##### DATA FOR ANALYSIS

PR #3679, opened 2024-08-23
misc(shwap/store): miscelaneous improvements 

walldiss:
Contains five commits with various bug fixes and improvements.

The PR is meant to be merged as 5 separate commits grouped under a common theme.

### DIFF
--- a/store/file/header.go
+++ b/store/file/header.go
@@ -8,16 +8,14 @@ import (
 	"github.com/celestiaorg/celestia-node/share"
 )
 
+const headerVOSize int = 40
+
 type headerVersion uint8
 
-const (
-	headerVersionV0 headerVersion = 1
-	headerVOSize    int           = 40
-)
+const headerVersionV0 headerVersion = iota + 1
 
 type headerV0 struct {
 	fileVersion fileVersion
-	fileType    fileType
 
 	// Taken directly from EDS
 	shareSize  uint16
@@ -30,13 +28,6 @@ type fileVersion uint8
 
 const (
 	fileV0 fileVersion = iota + 1
-)
-
-type fileType uint8
-
-const (
-	ods fileType = iota
-	q4
 )
 
 func readHeader(r io.Reader) (*headerV0, error) {
@@ -96,7 +87,6 @@ func (h *headerV0) OffsetWithRoots() int {
 func (h *headerV0) WriteTo(w io.Writer) (int64, error) {
 	buf := make([]byte, headerVOSize)
 	buf[0] = byte(h.fileVersion)
-	buf[1] = byte(h.fileType)
 	binary.LittleEndian.PutUint16(buf[4:6], h.shareSize)
 	binary.LittleEndian.PutUint16(buf[6:8], h.squareSize)
 	copy(buf[8:40], h.datahash)
@@ -112,7 +102,6 @@ func (h *headerV0) ReadFrom(r io.Reader) (int64, error) {
 	}
 
 	h.fileVersion = fileVersion(bytesHeader[0])
-	h.fileType = fileType(bytesHeader[1])
 	h.shareSize = binary.LittleEndian.Uint16(bytesHeader[4:6])
 	h.squareSize = binary.LittleEndian.Uint16(bytesHeader[6:8])
 	h.datahash = bytesHeader[8:40]
--- a/store/file/header.go
+++ b/store/file/header.go
@@ -78,12 +78,8 @@ func (h *headerV0) RootsSize() int {
 	return share.AxisRootSize * h.SquareSize() * 2
 }
 
-func (h *headerV0) Offset() int {
-	return h.Size()
-}
-
 func (h *headerV0) OffsetWithRoots() int {
-	return h.RootsSize() + h.Offset()
+	return h.RootsSize() + h.Size()
 }
 
 func (h *headerV0) WriteTo(w io.Writer) (int64, error) {
--- a/store/file/header.go
+++ b/store/file/header.go
@@ -8,7 +8,9 @@ import (
 	"github.com/celestiaorg/celestia-node/share"
 )
 
-const headerVOSize int = 40
+// headerVOSize is the size of the headerV0 in bytes. It has more space than the headerV0 struct
+// to allow for future extensions of the header without breaking compatibility.
+const headerVOSize int = 64
 
 type headerVersion uint8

##########

YOUR TASK: Within the entries above, find the string "binary" and return each line that holds it.

SOLUTION TO THE EXERCISE:
 	binary.LittleEndian.PutUint16(buf[4:6], h.shareSize)
 	binary.LittleEndian.PutUint16(buf[6:8], h.squareSize)
 	h.shareSize = binary.LittleEndian.Uint16(bytesHeader[4:6])
 	h.squareSize = binary.LittleEndian.Uint16(bytesHeader[6:8])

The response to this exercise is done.